The A’s fortunes won’t turn on a dime

This sums up my thoughts on the Portland Oregonian’s John Canzano’s clarion call to recruit the A’s to Portland (or convince MLB to expand there):

The Portland Diamond Project group, which made two separate offers on land in the Portland area, is not considered a potential ownership group, according to Forbes’ Maury Brown.

Portland’s biggest problem is that it actively pushed aside AAA baseball to entertain MLS soccer years ago. No matter how much the market may have improved statistically, it’s still guilty of putting baseball on the back burner. Its only baseball team is the short season Hillsboro Hops, a team that pulls slightly more than 3,000 regularly in a stadium built to hold 4,500. PDX now has to go the Phoenix route, hoping that a spec-built stadium will be sufficient for an expansion team or a relocated team. In either case the club will have to wait at least three years for the stadium to be developed.

Brown also argues that any stadium in Portland should have a retractable roof like Seattle’s Safeco Field. After seeing from afar how inclement weather has affected early season games in the Northeast and the Eastern Seaboard, I have to agree. Teams can’t afford to lose revenue dates if they can help it.

Sure, it’s easy to crap on the A’s attendance so far in 2018. Those columnists don’t seem to understand the concept of loss leaders. That’s what last night’s 10-2 win over the ChiSox was. It attracted >20% fans who have never been to the Coliseum in its 50 years as a ballpark. Some of those fans may be the next generation of A’s fans, or those whose interest was recently piqued. The process to build a fanbase is a long, slow one, not triggered by one event or game date. The A’s have to earn the fan base’s trust, which will not happen overnight.

10 thoughts on “The A’s fortunes won’t turn on a dime

  1. The stalking horse for a new era…

  2. Great headline to this post, ML.

    It’s great to have you back.

  3. I got brought into the going-to-games-regularly fold by the large percentage of cheap tickets they had in the early 2000’s (I remember in 2001that you could get in for a dollar on Wednesdays, $2 on Mondays, and $4 on other days with a student ID. Nowadays, with $30 parking and a $15 cheapest ticket for a stadium that’s usually 80% empty? Not going to build anything that way.

  4. Agreed. If you can’t even hold on to a minor league team why in the world would MLB take you seriously!? Sacramento is a better option and even that isn’t happening.

  5. Hi ML

    If the laughter is in reaction to Canzano, I agree.

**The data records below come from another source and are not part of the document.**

PR #2035, opened 2020-11-03
[DESK][OVERVIEW] add filtering by slugline, headline, and byline

jerome-poisson:
A post query can be used to specify filters to the query. When used,
filters key(s) must be one of `slugline`, `headline` or `byline`, and the
value if a list of string to match.

SDESK-5642

### DIFF
--- a/apps/desks.py
+++ b/apps/desks.py
@@ -561,14 +561,43 @@ class SluglineDeskService(BaseService):
 
 class OverviewResource(Resource):
     url = r'desks/<regex("([a-f0-9]{24})|all"):desk_id>/overview/<regex("stages|assignments|users"):agg_type>'
+    privileges = {'POST': 'desks'}
     resource_title = "desk_overview"
-    resource_methods = ['GET']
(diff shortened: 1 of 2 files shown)


apps/desks.py
```diff
@@ -561,20 +561,49 @@ def _find_other_sluglines(self, family_id, slugline, versioncreated, desk_id):
 
 class OverviewResource(Resource):
     url = r'desks/<regex("([a-f0-9]{24})|all"):desk_id>/overview/<regex("stages|assignments|users"):agg_type>'
+    privileges = {'POST': 'desks'}
     resource_title = "desk_overview"
-    resource_methods = ['GET']
+    resource_methods = ['GET', 'POST']
+    schema = {
```
ride90, line 567: I think that it's a good time to introduce `flake8-quotes` plugin into the core.
The current schema has a single quote style, but the code below is replacing all single quotes to double quotes 😄

ride90 (approved):

PR #2039, opened 2020-11-06
FIX: Create a macro to set metadata to routed stories from desk's default template. [SDCP-375]

GyanP:


superdesk/macros/set_default_template_metadata.py
```diff
@@ -68,7 +68,7 @@ def set_default_template_metadata(item, **kwargs):
     to_add = []
     for sub in subject:
         if (sub.get('scheme')
-                and not any(subjects.get('scheme') == sub.get('scheme') for subjects in item.get('subject'))):
+                and not any(subjects.get('scheme') == sub.get('scheme') for subjects in item.get('subject', {}))):
```
petrjasek, line 71: it should be rather `[]`

petrjasek (approved):

PR #577, opened 2020-12-18
SMuRF header: Use Unix Epoch time for word 6

### LINKED ISSUE #505: Description of header word 6 is misleading
README.SmurfPacket.md describes word 6 as "64 bit unix time" / "64 bit unix time nanoseconds".  I have been told by @joseffrisch that "word 6 is in standard 64 bit unix time in nanoseconds from 1970 from server. This is locked to NTP/PTP in the server so on long time scales should be correct."

But the [implementation](https://github.com/slaclab/pysmurf/blob/184271182de63976de401f7562085c9bbf9b5520/include/smurf/core/common/Helpers.h#L73-L74) uses [steady_clock](https://en.cppreference.com/w/cpp/chrono/steady_clock), which is not connected to wall clock time at all.  Rather, it is guaranteed monotonic, which is of course very useful for other reasons.

From an SO perspective, changing the docs is an acceptable solution... we will add a system timestamp in our streaming processor.

jesusvasquez333:
## Issue
This PR resolves #505 

## Description

Use the UNIX Epoch Time (expressed in nanoseconds) in word 6 of the SMuRF header.

- [X] Yes
- [ ] No

### Which interface changed?
Word 6 in the [SMuRF packet header](https://github.com/slaclab/pysmurf/blob/main/README.SmurfPacket.md).

Word 6 contained the time obtained using [steady_clock](https://en.cppreference.com/w/cpp/chrono/steady_clock), which was a monotonic clock that will never be adjusted (in nanoseconds).

Word 6 now contains the time obtained using [system_clock](https://en.cppreference.com/w/cpp/chrono/system_clock) instead, which is the wall clock time from the system-wide realtime clock, converted to time since Epoch in nanoseconds.

### DIFF
--- a/README.SmurfPacket.md
+++ b/README.SmurfPacket.md
@@ -16,7 +16,7 @@ The header is 128-byte long and contains the following information:
 |                |       3           |         1         | Smurf timing Configuration                    | (clock lock / unlock), (external ref, fiber timing ref)
 |                |       4           |         4         | Number of channels of data                    | 32 bit word giving number channels of following data
 |       1        |       8           |        40         | TES DAC 0-15                                  | TES DAC values. 16X 20 bit in 10X32 bit words, or 5X 65 bit
-|       6        |      48           |         8         | 64 bit unix time                              | 64 bit unix time nanoseconds
+|       6        |      48           |         8         | 64-bit epoch UNIX time                        | 64-bit UNIX epoch time, in nanoseconds
 |       7        |      56           |         4         | Flux ramp increment                           | signed 32 bit integer for increment
 |                |      60           |         4         | Flux ramp offset                              | signed 32 it integer for offset
 |       8        |      64           |         4         | Counter 0, since last 1Hz marker              | 32 bit counter since last 1Hz marker
--- a/include/smurf/core/common/Helpers.h
+++ b/include/smurf/core/common/Helpers.h
@@ -67,11 +67,11 @@ namespace helpers
     };
 
     // Get the current time in nanoseconds.
-    // Use the steady clock which guarantees to be monotonically increasing.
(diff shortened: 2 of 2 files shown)


jesusvasquez333:
I tested this change using the [pysmurf-custom-transmitter-example](https://github.com/slaclab/pysmurf-custom-transmitter-example) application to print out the header information. I got this:
```
=====================================
Packet received
=====================================

-----------------------
 HEADER:
-----------------------
Version                = 1
Crate ID               = 1
Slot number            = 2
Timing configuration   = 0
Number of channels     = 1
Unix time              = 1608317501390514708
Flux ramp increment    = 0
Flux ramp offset       = 0
Counter 0              = 0
Counter 1              = 0
Counter 2              = 390709342
Average reset bits     = 0x0000
Frame counter          = 160235
TES relay settings     = 0
External time clock    = 0
Control field          = 0
Test parameters        = 0
Number of rows         = 0
Number of row reported = 0
Row length             = 0
Data rate              = 0
TES Bias values:
0, 0, 0, 0, 0, 0, 0, 0, 0, 0, 0, 0, 0, 0, 0, 0,

-----------------------
 DATA (up to the first 20 points):
-----------------------
Data[0] = 7050
-----------------------

=====================================
``` 

Now, the UNIX time (word 6) shows: `1608317501390514708` nanoseconds. Using [this online epoch converter](https://www.epochconverter.com), it says that this time:
> Assuming that this timestamp is in nanoseconds (1 billionth of a second):
> GMT: Friday, December 18, 2020 6:51:41.390 PM
> Your time zone: Friday, December 18, 2020 10:51:41.390 AM GMT-08:00
> Relative: 3 minutes ago

PR #597, opened 2021-01-30
Updating smurf_cmd.py

### LINKED ISSUE #596: `smurf_cmd.py` out of date
## Describe the bug
We have changed a lot of the interfaces since we deployed this at pole. `smurf_cmd` is terribly out of date. We need to update basically everything. 

## Additional details

eyyoung24:
## Issue
Fixes #596
`smurf_cmd.py` has not been updated since the pole deployment. Lots of broken functions. 

## Description

- [ ] Yes
- [x] No

### Which interface changed?


eyyoung24:
This also resolves #606

PR #611, opened 2021-02-25
Adds get_tes_bias_high_current function

jlashner:
## Issue
This PR resolves [introduce here issue number(s) or jira ticket(s). If there are no issues for this PR, please first open an issue for it].

## Description

- [ ] Yes
- [ ] No

### Which interface changed?


jesusvasquez333:
Moved this PR to the `develop` branch

PR #623, opened 2021-04-01
Band delay us

jmdewart:
## Issue
This issue deprecates refPhaseDelay, refPhaseDelayFine and lmsDelay.  We've introduced a new PV bandDelayUs which handles those 3 variables under the hood.  This also improves estimate_phase_delay.

## Description

- [x] Yes
- [ ] No

### Which interface changed?
refPhaseDelay, refPhaseDelayFine, and lmsDelay are now deprecated.  These are handled by Rogue in the bandDelayUs PV.

refPhaseDelay, refPhaseDelayFine and lmsDelay in the configuration file

bandDelayUs in the configuration file

### DIFF
--- a/cfg_files/stanford/experiment_fp31_cc03-02_lbOnlyBay0.cfg
+++ b/cfg_files/stanford/experiment_fp31_cc03-02_lbOnlyBay0.cfg
@@ -7,9 +7,7 @@
 	"band_0" : {
 		"iq_swap_in" : 0,
 		"iq_swap_out" : 0,
-		# Measured for 8234f45 by SWH on 8/1/19
-		"refPhaseDelay" : 6,
-		"refPhaseDelayFine" : 16,
+		"bandDelayUs" : 8.8,
 		"trigRstDly" : 15, # 0xF
 		"feedbackEnable": 1,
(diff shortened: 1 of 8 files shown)


jmdewart:
1617292988_b0_delay

New estimate_phase_delay using the bandDelayUs PV

eyyoung24:
@jmdewart Do we want to raise some warning if they use a deprecated function?

jmdewart:
The biggest change for users is updating their config files to use "bandDelayUs" and remove "refPhaseDelay", "refPhaseDelayFine" and "lmsDelay".  I made those optional so nothing is immediately broken (i.e. doesn't force users to make this change).  Eventually we'd remove those from cfg schema and pysmurf control.  Not sure if you want to force users to update or not.

jesusvasquez333:
You should merge this PR into the `develop` branch instead of `main`. 

Also, please one of the labels `bug, enhancement, interface-change` so that the release notes get organized correctly.

jesusvasquez333:
I also added the `interface-change` label, as the PR says that it will break an interface.

eyyoung24 (approved):

PR #636, opened 2021-04-26
TKID mixin file for TKID specific functions

### LINKED ISSUE #635: Add new TKID mixin file in util directory
## Describe the problem
We need a TKID mixin file in the util directory for all TKID specific functions.

Make a new tkid_util.py file containing the TKID mixin class.

## Additional details
N/A

yukanak:
## Issue
This PR resolves #635 

## Description

Add new file with TKID mixin class.

- [ ] Yes
- [X] No

### Which interface changed?
New file in client/util

None

New file in client/util


eyyoung24 (approved):
This looks great. In the future, we should pull out the block that plots resonator circle and streaming iq noise and move it into either SmurfNoise or SmurfTune. It's a generally useful tool for umux as well as TKIDs.

Issue #654, opened 2021-05-12
Add ability to flip phase polarity before running find_freq


eyyoung24:
## Describe the problem
There was a FW bug (that has since been resolved) that flipped the sign of the phase. The phase slip measurement in `find_freq` depends on getting that phase polarity correct. To solve this, we introduce a paramter that simply multiplies the phase by -1 before taking the derivative.

## Additional details
Add any other details about the feature request here.

PR #655, opened 2021-05-12
Adding config_file documentation and phase flipping optional variable in find_freq

### LINKED ISSUE #649: Documentation on configuration files
## Describe the problem
There is no README on configuration files. Create a default config file that "should just work" and write explanation for it. 

## Additional details
Add any other details about the feature request here.

eyyoung24:
## Issue
This PR resolves #649 and #654 .

## Description

This adds documentation for config_files. 
This adds an optional variable that flips the phase before taking a derivative in `find_freq`.

- [ ] Yes
- [x] No

### Which interface changed?

### DIFF
--- a/python/pysmurf/client/tune/smurf_tune.py
+++ b/python/pysmurf/client/tune/smurf_tune.py
@@ -876,7 +876,6 @@ class SmurfTuneMixin(SmurfBase):
         grad = np.convolve(angle, np.repeat([1,-1], grad_kernel_width),
             mode='same')
 
-
         amp = np.abs(resp)
 
         grad_loc = np.array(grad > grad_cut)
--- a/python/pysmurf/client/tune/smurf_tune.py
+++ b/python/pysmurf/client/tune/smurf_tune.py
@@ -801,7 +801,7 @@ class SmurfTuneMixin(SmurfBase):
             band=None, subband=None, make_subband_plot=False,
             subband_plot_with_slow=False, timestamp=None, pad=50, min_gap=100,
             plot_title=None, grad_kernel_width=8, highlight_phase_slip=True,
-            amp_ylim=None):
+                  amp_ylim=None, flip_phase=False, plot_phase=False):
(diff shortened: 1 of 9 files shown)


python/pysmurf/client/tune/smurf_tune.py
```diff
@@ -801,7 +801,7 @@ def find_peak(self, freq, resp, rolling_med=True, window=5000,
             band=None, subband=None, make_subband_plot=False,
             subband_plot_with_slow=False, timestamp=None, pad=50, min_gap=100,
             plot_title=None, grad_kernel_width=8, highlight_phase_slip=True,
-            amp_ylim=None):
+            amp_ylim=None, flip_phase=False, plot_phase=False):
```
jesusvasquez333, line 804: Missing doc string for the new `plot_phase` argument. @eyyoung24 Can you add it?

python/pysmurf/client/tune/smurf_tune.py
```diff
@@ -3686,6 +3709,8 @@ def find_all_peak(self, freq, resp, subband=None, rolling_med=False,
             Whether to make a plot.
         save_plot : bool, optional, default True
             Whether to save the plot to self.plot_dir.
+        show_plot : bool, optional, defaullt False
```
jesusvasquez333, line 3712: @eyyoung24 I think this doc string is using the wrong argument name. I think it should be `plot_phase` instead of `show_plot`?

jesusvasquez333 (changes requested):

python/pysmurf/client/tune/smurf_tune.py
eyyoung24: Added docstring

python/pysmurf/client/tune/smurf_tune.py
eyyoung24: Added clarification on plot_phase.

jesusvasquez333 (approved):

PR #657, opened 2021-05-13
Adds wrapper functions in smurf_commands.py for setting/getting filter for streaming data. Adds convenience functions in smurf_utils.py for setting/getting filter and its gain

### LINKED ISSUE #656: Add PVs - filter coefficients
## Describe the problem
Currently we have to epics.caput to set filter coefficients, see cells 29 and 113 in https://github.com/slaclab/pysmurf/blob/tkid/scratch/mdewart/intro_to_smurf.ipynb. We need wrapper functions to fix this.

Add wrapper functions in smurf_command.py.

## Additional details
N/A

yukanak:
## Issue
This PR resolves #656 

## Description

Adds wrapper functions in smurf_commands.py for setting/getting filter for streaming data. Adds convenience functions in smurf_utils.py for setting/getting filter and its gain.

- [ ] Yes
- [X] No

### Which interface changed?

### DIFF
--- a/python/pysmurf/client/command/smurf_command.py
+++ b/python/pysmurf/client/command/smurf_command.py
@@ -6100,7 +6100,7 @@ class SmurfCommandMixin(SmurfBase):
         -------
         band : int
             The band.
-        
+
         Returns
         -------
         coef_fixed : float
@@ -6131,7 +6131,7 @@ class SmurfCommandMixin(SmurfBase):
         -------
         band : int
             The band.
-        
+
         Returns
         -------
         val : int
@@ -6162,7 +6162,7 @@ class SmurfCommandMixin(SmurfBase):
         -------
         band : int
             The band.
-        
+
         Returns
         -------
         win_fixed : float array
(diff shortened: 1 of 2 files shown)


python/pysmurf/client/command/smurf_command.py
```diff
@@ -6074,3 +6074,49 @@ def get_stream_data_source_period(self, **kwargs):
         """
         return self._caget(self.stream_data_source + self._stream_data_period,
             **kwargs)
+
+    _boxcar_scale = "boxcarScale"
+
+    def set_boxcar_filter_coef_fixed(self, band, coef_fixed, **kwargs):
```
eyyoung24, line 6080: We should put "args" and "returns" in the docstrings.

python/pysmurf/client/util/smurf_util.py
```diff
@@ -4668,3 +4668,73 @@ def find_probe_tone_gap(self, band, n_tone=2, n_scan=5,
...
+        Programs window for streaming data.
+        The max length for the window is 2048 (1.2 kHz minimum streaming rate).
+
+        Args
+        -------
+        band : int
+            The band.
+        win_len : int
+            Window length. This should be 2.4 MHz divided by the streaming rate.
+        window_fn : function, optional, default Hamming
```
eyyoung24, line 4712: We should add some description of where we typically get these. Feel free to even just reference this webpage (or something like it) https://docs.scipy.org/doc/scipy-0.19.1/reference/signal.html#window-functions

PR #663, opened 2021-06-11
speed up make_freq_mask

### LINKED ISSUE #662: Making a frequency mask is very slow for a full ufm
## Describe the bug
Making a frequency mask (for instance in the stream_data_on function) is very slow when running on a full UFM, taking around a minute or so. This is because the current implementation is querying the subband info and channel center for each individual channel instead of using the centerFrequencyArray, which will return the centers for all channels in a band.

jlashner:
## Issue
This PR should greatly speed up the creation of frequency mask by changing the required number of epics get requests from  being proportional to the number of channels to being proportional to the number of bands. This use to take ~minutes for a full UFM.  Resolves #662 .

This has not been tested yet, so I'll test when we have a cold system available (or someone else on SO can test before then) and then we can switch this from a draft to a full PR when it works.
## Description
The current implementation of this function makes a number of epics requests for each channel, which takes a very long time when there are a lot of channels. The new version uses the centerFrequencyArray registers etc. to get info for all channels in a given band at once, which should speed it up a lot.

- [ ] Yes
- [X] No

### DIFF
--- a/python/pysmurf/client/util/smurf_util.py
+++ b/python/pysmurf/client/util/smurf_util.py
@@ -3303,13 +3303,14 @@ class SmurfUtilMixin(SmurfBase):
             An array with frequencies associated with the mask file.
         """
         freqs = np.zeros(len(mask), dtype=float)
-        channels_per_band = self.get_number_channels()
+        bands = mask // 512
+        chans = mask % 512
 
-        # iterate over mask channels and find their freq
-        for i, mask_ch in enumerate(mask):
-            b = mask_ch // channels_per_band
-            ch = mask_ch % channels_per_band
-            freqs[i] = self.channel_to_freq(b, ch)
+        for b in range(8):
+            m = bands == b
+            if not m.any():
+                continue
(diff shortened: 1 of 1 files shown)


jlashner:
Just tested on smurf-srv20 and confirmed the freq mask generated by this branch is the same, while greatly speeding up its generation.

python/pysmurf/client/util/smurf_util.py
```diff
@@ -2270,8 +2270,8 @@ def channel_to_freq(self, band, channel=None, yml=None):
         ----
         band : int
             The band the channel is in.
-        channel : int or None, optional, default none
-            The channel number.
+        channel : int, None, or array
```
swh76, line 2273: Sorry, just to hold to docstring convention, could you just change to `channel : int, None, or array, optional, default None`?

swh76 (changes requested):

jlashner:
Alright, docstrings are fixed!

swh76 (approved):

PR #665, opened 2021-07-15
Adds data_path_id to SmurfControl Args

### LINKED ISSUE #664: Data_path_id that allows us add a uique id to pysmurf output and plot paths.
## Describe the problem
We've encountered a problem where two instances of pysmurf (controlling different slots) that are instantiated at the same time will have colliding output and plot directories. For instance, if we start two pysmurf instances for slots 2 and 3, at the same time, they could possibly both be writing data to the directory: `/data/smurf_data/20210714/1626302915/outputs`. This means that if both pysmurf instances try to write an IV-file within the same second, they will have the same path name and overwrite each other (this has actually happened to princeton).

To avoid this, we would like to be able to add a unique identifier to the data path, that we can set for each slot when instantiating. That way instead of colliding, we would have two separate output directories:
```
slot 2: /data/smurf_data/20210714/crate1slot2/1626302915/outputs
slot 3: /data/smurf_data/20210714/crate1slot3/1626302915/outputs
```

The issue experienced at pton is documented here: https://github.com/simonsobs/sodetlib/issues/136

jlashner:
## Issue
Resolves #664. 

## Description
Adds the `data_path_id` to the smurf_control args, which allows one to set a unique id in the data path to avoid collisions.

- [ ] Yes
- [X] No

### DIFF
--- a/python/pysmurf/client/base/smurf_control.py
+++ b/python/pysmurf/client/base/smurf_control.py
@@ -186,7 +186,7 @@ class SmurfControl(SmurfCommandMixin,
               paths to avoid possible collisions between multiple smurf
               instances running simultaneously. For instance, if set to
               ``crate1slot2`` the outputs directory will be::
-                  ``<data_dir>/<date>/crate1slot2/<ctime>/outputs``
+              ``<data_dir>/<date>/crate1slot2/<ctime>/outputs``
 
         See Also
         --------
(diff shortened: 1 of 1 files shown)


python/pysmurf/client/base/smurf_control.py
```diff
@@ -180,6 +181,12 @@ def initialize(self, data_dir=None, name=None,
               Whether to send messages to the OCS publisher.
         payload_size : int, optional, default 2048
               The payload size to set on setup.
+        data_path_id : str, optional
```
swh76, line 184: Sorry this is dumb, but could you change the docstring to say `data_path_id : str, optional, default None`?  Just to follow docstring convention.

swh76 (changes requested):
See minor comment.

jlashner:
Thanks shawn! Fixed the docstring

swh76 (dismissed):

swh76 (approved):

Issue #652, opened 2021-05-11
Setup function leaves streaming on


jlashner:
## Describe the bug
During S.setup() pysmurf sets `S.set_stream_enable(1)` to start the stream but never closes it. Because all this data is written to G3 files, this means data will be written indefinitely unless someone turns it off.

aer7:
After poking around the codebases, not enabling streaming by default feels more logical.

Places that are now redundant:

https://github.com/simonsobs/sodetlib/blob/1ff24c68ef43c055a71948c9358b7e40991839d8/scripts/setup_pysmurf.py#L10

https://github.com/slaclab/pysmurf/blob/0fef2dda87e6da292485266b3bf630c9b7ca97dc/scratch/shawn/thermal_test.py#L287

Anywhere where disable_streaming is true: https://github.com/slaclab/pysmurf/search?q=disable_streaming

Places that must now explicitly start streaming:

https://github.com/slaclab/pysmurf/blob/b95a6dcb40629a0e16a16318e819960b0bf01c7b/cfg_files/rflab/smurf_startup_6carrier.cfg#L14

PR #693, opened 2021-10-30
Don't start streaming after setting up pysmurf

aer7:
## Issue

#652 

## Description

Jack brought up the fact that pysmurf setup() turns on streaming with set_stream_enable(1). After poking around, I believe the correct way to start streaming data from pysmurf is with stream_data_on(), not set_stream_enable(1). So it feels like a bug that set_stream_enable(1) is in there. After poking through sodetlib and pysmurf it seems that everywhere disables streaming immediately, hinting that it isn't actually desired to start streaming after setup.

P.S. Why is there set_stream_enable(1) and stream_data_on and not just stream_data_on?

- [ ] Yes
- [x] No

### Which interface changed?
NA

NA

NA

### DIFF
--- a/python/pysmurf/client/base/smurf_control.py
+++ b/python/pysmurf/client/base/smurf_control.py
@@ -634,9 +634,6 @@ class SmurfControl(SmurfCommandMixin,
                                  self._fraction_full_scale,
                                  write_log=write_log)
 
-            # Turn on stream enable for all bands
-            self.set_stream_enable(1, write_log=write_log)
-
             # Set payload size and mask to a single channel
             self.set_payload_size(payload_size)
             self.set_channel_mask([0])


swh76:
@aer7 does this address an outstanding issue?  I'm worried changes like this, if we don't fully understand them, could break things in subtle ways we don't anticipate.

aer7:
As far as I know enabling and disabling streaming works as expected for our test scripts, sodetlib, and smurf-streamer. I believe that it is unintentional to start streaming during the pysmurf setup() function, justified by the fact that most codebases disable it immediately after setup(). See,

https://github.com/simonsobs/sodetlib/blob/1ff24c68ef43c055a71948c9358b7e40991839d8/scripts/setup_pysmurf.py#L10

https://github.com/slaclab/pysmurf/search?p=1&q=disable_streaming

I can do more thorough tests to make sure streaming still works after this change.

jlashner:
I appreciate the response to the issue, but I would also be hesitant to remove this line. Especially since disabling the stream after Setup is different then never enabling the stream at all. There must've been a reason it was put there in the first place... like maybe the server expects some data to be sent through at setup for initialization purposes. Really hard to know without asking Ed or Jesus why this was necessary.

I think if you test it well it would probably be fine to merge, but we have already figured out how to work around the issue so I don't think it's all that important for us.

PR #207, opened 2019-04-22
Return a file with the paths of the json files with the extracted features

### LINKED ISSUE #206: Get feature extraction output from specimen_ids
Script requested by a user

sgratiy:
Resolves #206

### DIFF
--- a/ipfx/bin/get_fx_output.py
+++ b/ipfx/bin/get_fx_output.py
@@ -1,0 +1,76 @@
+import allensdk.internal.core.lims_utilities as lu
+import glob
+import os
+import pandas as pd
+import argparse
+
+NO_SPECIMEN = "No_specimen_in_LIMS"
+NO_OUTPUT_FILE = "No_feature_extraction_output"
+
+
+def get_fx_output_json(specimen_id):
+    """
+    Find in LIMS the full path to the json output of the feature extraction module
+    If more than one file exists, then chose the latest version
+
+    Parameters
+    ----------
+    specimen_id
+
+    Returns
+    -------
+    file_name: string
+    """
+
+    query = """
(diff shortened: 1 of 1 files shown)


ipfx/bin/get_fx_output.py
```diff
@@ -0,0 +1,71 @@
...
+    from specimens sp
+    join ephys_roi_results err on err.id = sp.ephys_roi_result_id
+    where sp.id = %d
+    """ % specimen_id
+
+    res = lu.query(query)
+    if res:
+        err_dir = res[0]["storage_directory"]
+
+        file_list = glob.glob(err_dir+'*EPHYS_FEATURE_EXTRACTION_*_output.json')
```
njmei: I would use `os.path.join()` instead of string summation just to be safe.

ipfx/bin/get_fx_output.py
```diff
@@ -0,0 +1,71 @@
...
+
+    parser = argparse.ArgumentParser()
+    parser.add_argument('--specimen_file', type=str, required=True)
+    parser.add_argument('--specimen_output_json_file', type=str, required=True)
+    args = parser.parse_args()
+
+    return vars(args)
+
+
+def main():
```
njmei: Maybe consider adding this to `setup.py` console scripts? https://python-packaging.readthedocs.io/en/latest/command-line-scripts.html#the-console-scripts-entry-point

sgratiy: @njmei good point. If @abuchin will be using this actively then I will ad it to setup. For now, I will bookmark your link, thanks.

abuchin:
Approved, long time ago...

PR #214, opened 2019-05-16
Enable saving recording date

sgratiy:
Resolve 163

### DIFF
--- a/ipfx/aibs_data_set.py
+++ b/ipfx/aibs_data_set.py
@@ -109,3 +109,6 @@ class AibsDataSet(EphysDataSet):
 
     def get_sweep_data(self, sweep_number):
         return self.nwb_data.get_sweep_data(sweep_number)
+
+    def get_recording_date(self):
+        return self.nwb_data.get_recording_date()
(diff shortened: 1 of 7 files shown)


njmei:
Do you have a test for ` extract_recording_date()`?

sgratiy:
@njmei No, do you think I need it?

njmei:
hmm, it *is* pretty simple so maybe not.

That function does make me wonder though if `"file_create_date"` will always be the name of the field that denotes when a dataset was created? If not, you may have a situation where `extract_recording_date()` returns `None` even if the dataset actually does have a recording date.

sgratiy:
The "file_create_date" is used by NWB 2, but who knows what will happen in the future. Is there a better way to handle this exception?

t-b:
@sgratiy `file_create_date` will stay around for the forseeable future. But it is actually really the file creation/modifcation date. From the naming of the function `extract_recording_date` I'm wondering if you not really want to have the `session_start_time` instead?

As for the code an implementation for `HBGDataset` is missing, it should be same as for `EphysDataSet`.

I'm also wondering if trying to construct a datetime object from the string might be beneficial here.

sgratiy:
@t-b All good points, thanks. I have changed to using `session_start_time` and also constructed datetime_object and only then converted to string. This guarantees that datetime in the json will use a consistent format, unlike in nwb1. Thanks for checking.

PR #235, opened 2019-06-11
Py2to3 conversion

sgratiy:
Converting to Python 3.6
No backward compatibility to python 2.7
From here on will use only Python 3.


ipfx/bin/generate_fx_input.py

    But if you think there is no shot for Portland to get MLB in the next 7-10 years then I think you are mistaken. I’m not a fan of stealing other teams, so if this effort helps to spur the city of Oakland to get a deal done, that’s a win for Oakland.

    But I do think expansion is on the horizon and if Portland has the stadium details resolved then I think they would be a far more viable west coast candidate than anyone else.

    • @Greg – Frankly, I think that Portland will have to do more than buy some land for a ballpark if they want an expansion team. I’ve always thought that. PDX has been trying to do this “fairly” for Oregon taxpayers and politicians, but when the time comes MLB is going to extract its pound of flesh. You know that.

      • http://www.kgw.com/mobile/article/money/business/we-want-it-to-be-not-only-iconic-but-first-class-mike-barrett-on-baseball-in-portland/283-542935609

        There are video links floating around of the interview but this is the transcript.

        -This group is well connected and well financed; they know what they are doing and they know the long road ahead.

        -PDX has a $150m head start on funding. Personally I think they could tap hotel taxes as well (*maybe*), but it seems like they are prepared to make it work as a mixed use/real estate play.

        -The Blanchard site is fantastic. It has the potential to be PNC Park West, but even better because of year round activity and mixed use potential. Infrastructure is already in place (2 highways, project coming to cap the highway, great views of river/downtown/bridges/West Hills, parking garages, streetcar, light rail)

        -I am cautiously optimistic in the long run (like 7-10 years, after the Oakland and TB stadiums are resolved and an expansion partner like Montreal is ready).

        -A temporary stalking horse might be exactly what the A’s need right now to get a deal in Oakland. I hope it comes together in the East Bay for the A’s, and the only way I want the Portland A’s is if it prevents the Las Vegas A’s from ever happening.

        PS – sorry to hear about your health issues and I hope you continue to heal.

  6. Forgot to mention – I think will take $2 billion to make this happen between expansion fee, stadium cost, and paying off the Mariners broadcast rights.